The governor of Kuî had at length triumphed over the obstinacy of the Mushki, and after driving them from village to village, had compelled them to sue for terms: the tidings of the victories over the Kaldâ had doubtless hastened their decision, but they were still so powerful that it was thought wiser not to impose too rigorous conditions upon them. Mita agreed to pay tribute, and surrendered one or two districts, which were turned into an Aramæan settlement: the inhabitants were transferred to Bît-Yakîn, where they had to make the best they could of lands that had been devastated by war. At this juncture the Greeks of Cyprus flattered the pride of the Assyrians in a most unexpected way: after the manner of their race they scoured the seas, and their fleets persistently devastated the coasts of Syria and Cilicia.

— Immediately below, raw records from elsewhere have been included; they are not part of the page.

PR #2108, opened 2021-07-20
Fixes #2025: Check transaction guard in apoc.import.json

### LINKED ISSUE #2025: Check transaction guard in `apoc.import.json`
Try with this in order to reproduce it
```
create constraint on (g:Stream) assert g.neo4jImportId is unique;
create constraint on (g:User) assert g.neo4jImportId is unique;
create constraint on (g:Team) assert g.neo4jImportId is unique;
create constraint on (g:Language) assert g.neo4jImportId is unique;
create constraint on (g:Game) assert g.neo4jImportId is unique;
​
/* alternatively this could be a bit faster
create index on :Stream(neo4jImportId);
create index on :Language(neo4jImportId);
create index on :Team(neo4jImportId);
create index on :Game(neo4jImportId);
create index on :User(neo4jImportId);
*/
​
call dbms.setConfigValue('dbms.transaction.timeout','0');
​
CALL apoc.import.json("https://devrel-data-science.s3.us-east-2.amazonaws.com/twitch_all.json", 
  {txBatchSize:100000, unwindBatchSize:10000});
​
call dbms.listQueries() yield queryId, query, elapsedTimeMillis;
```

Check constraints, at least it should output the necessary constraints and abort if they don't exist

vga91:
Fixes #2025

- added `@Context TerminationGuard`
- added `checkConstraints` to verify that the all labels have a constraint with  property defined by `importIdName` config

To be noted that it is not possible to create constraints directly in the import process 
because the transaction cannot write data and modify the DB schema at once.


core/src/main/java/apoc/export/json/JsonImporter.java
```diff
@@ -130,11 +141,28 @@ private void manageNode(Map<String, Object> param) {
...
     }
 
+    private void checkConstraints(List<String> labels) {
+        if (labels.isEmpty()) {
+            return;
+        }
+        try (final Transaction tx = db.beginTx()) {
+            final Schema schema = tx.schema();
+            final String importIdName = importJsonConfig.getImportIdName();
+            final String label = labels.get(0);
```
JMHReif, line 157: Why are we only looking at the first label?

core/src/main/java/apoc/export/json/JsonImporter.java
```diff
@@ -130,11 +141,28 @@ private void manageNode(Map<String, Object> param) {
...
         }
     }
 
+    private void checkConstraints(List<String> labels) {
+        if (labels.isEmpty()) {
+            return;
+        }
+        try (final Transaction tx = db.beginTx()) {
+            final Schema schema = tx.schema();
+            final String importIdName = importJsonConfig.getImportIdName();
```
JMHReif, line 156: what does this config do? We looked at the doc, but the description isn't super clear. https://neo4j.com/labs/apoc/4.2/overview/apoc.import/apoc.import.json/#_config_parameters

core/src/test/java/apoc/export/json/ImportJsonTest.java
```diff
@@ -165,15 +188,110 @@ public void shouldImportNodesWithoutLabels() throws Exception {
...
+                    .<Node>columnAs("n")
+                    .next();
+            Assert.assertNotNull("node should be not null", node);
+            final double[] actual = (double[]) node.getProperty("bbox");
+            Assert.assertArrayEquals(expected, actual, 0.05D);
+        }
+    }
+    
+    @Test
+    @Ignore("It should only be execute offline")
```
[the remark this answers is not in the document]
vga91: Of course, now I've changed it with a `call dbms.killQuery(...)`

core/src/test/java/apoc/export/json/ImportJsonTest.java
```diff
@@ -165,15 +188,110 @@ public void shouldImportNodesWithoutLabels() throws Exception {
...
+            Map<String, Object> first = res.next();
+            assertEquals("call dbms.listQueries", first.get("query"));
+            assertFalse(res.hasNext());
+        });
+
+        restartDb(Duration.ZERO);
+    }
+
+    @Test
+    public void shouldImportAllNodesAndRels() {
```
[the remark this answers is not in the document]
vga91: This test is used to verify that the import is done only if there are all the constraints.
In effect, the name `big.json` is confusing, now I changed it.

core/src/main/java/apoc/export/json/JsonImporter.java
vga91: Sorry my bad. Effectively it makes much more sense to check all the labels. Changed.

core/src/main/java/apoc/export/json/JsonImporter.java
vga91: This is the name of the property to be populated with the "id" field present into the json. 
For example `{"type":"node", "labels":["Language"], "id":"10"}`, with importIdName:`foo`, will create a `(:User {foo: "10"})`.
(I changed the documentation as well)

core/src/test/java/apoc/export/json/ImportJsonTest.java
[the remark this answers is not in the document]
JMHReif: Do we still need to ignore it then? Since we kill the query, then the test shouldn't take long, right? :)

JMHReif (approved):

PR #2150, opened 2021-08-06
generating adoc files for aura docs integration

conker84:
We now generate 2 files one per each type:
- `core.adoc` for core procedure/functions
- `full.adoc` for full procedure/functions


conker84:
this is not necessary anymore it'll manage via Aura side

PR #2157, opened 2021-08-06
Add virtual relationship check

JMHReif:
Signed-off-by: Florent Biville <florent.biville@neo4j.com>


JMHReif:
@conker84, should we update the equalsHashCode of virtual nodes and virtual relationships? Does the compare work when dealing with virtual nodes/rels?

conker84:
@JMHReif @fbiville I have a proposal for this, why we don't get rid of VirtualPath and use the `PathImpl` class? So we can delegate any kind of business logic to it? I did a quick research and seems that `VirtualPath` is used only one point so the change should be very quick

core/src/main/java/apoc/result/VirtualPath.java
```diff
@@ -113,9 +113,30 @@ public void remove() {
...
+		Node previousStartNode;
+		Node previousEndNode;
+		Relationship previousRelationship = lastRelationship();
+		if (previousRelationship != null) {
+			previousStartNode = previousRelationship.getStartNode();
+			previousEndNode = previousRelationship.getEndNode();
+		} else {
+			previousStartNode = startNode();
+			previousEndNode = endNode();
+		}
```
conker84, line 132: Can you please fix the indentation?

conker84 (approved):

conker84:
@JMHReif can you please rebase it

PR #2195, opened 2021-09-02
Trigger replication failing

### LINKED ISSUE #2193: Trigger Replication Problem
Pasted form internal trello card

Neo4j Enterprise 4.2.9
APOC 4.2.0.2

Customer reported and I have since tested what seems to be a failure to replicate triggers created via apoc.trigger.add(). I’m aware of a bug in apoc that throws a server no longer accepts writes error unless you connect directly via bolt:// to the System db leader and add the trigger there (related cards and GH issue attached). But now, that trigger doesn’t appear anywhere else on the cluster, apart from that one core that I created it on. Is raft somehow being selective in what transactions its replicating across to members??  Since if I repeat the exercise with a simple create/merge node (also having connected directly via bolt to a user db) the merged node appears on all cores straightaway. I don’t think this is down to replication of updates in the system db, since other updates to system are replicated just fine. 

So the question is: What could possibly be preventing that trigger from appearing on nodes other than the one it was directly created on (system leader) using bolt://??

Interestingly, the trigger appears just fine on all cores, on a 3.5.29 cluster, which adds to my suspicion about how the System db updates in 4.x are being replicated, differently, to how graph.db updates were handled in 3.5.x

Attaching logs and relevant files from both test clusters (4.2.9 and 3.5.29). Please let me know if any additional details are required.

Repro steps:

1- connect via neo4j:// to a 4.x cluster (any 4.x version). Ensure beforehand to have the appropriate apoc plugin under /plugins directory and to whitelist apoc as follows in neo4j.conf:

```
apoc.trigger.enabled=true
dbms.security.procedures.whitelist=apoc.*
dbms.security.procedures.unrestricted=apoc.*
```

2- run `CALL apoc.trigger.add("trigger1", "MERGE (p:Person {name: 'invalid'})",{phase:'before'})`

unless one connects to instance that just happens to be the system db leader at the time, the following error will be thrown:

`Server at mydomainl:7687 no longer accepts writes`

Seven of their kings were so far alarmed by the report of Sargon’s achievements as to dread punishment for their misdeeds. They therefore sent him presents, and, for the moment, abandoned their piratical expeditions in Phoenician waters. The homage of these inveterate robbers raised Sargon in his own eyes and in those of his subjects. Some years later, about 708 B.C., he presented them with a stele of black marble, on which he had engraved his own portrait, together with a long inscription setting forth his most glorious exploits. They set it up at Kition (Citium), where it has been preserved amongst the ruins, a priceless witness to the greatness of Assyria.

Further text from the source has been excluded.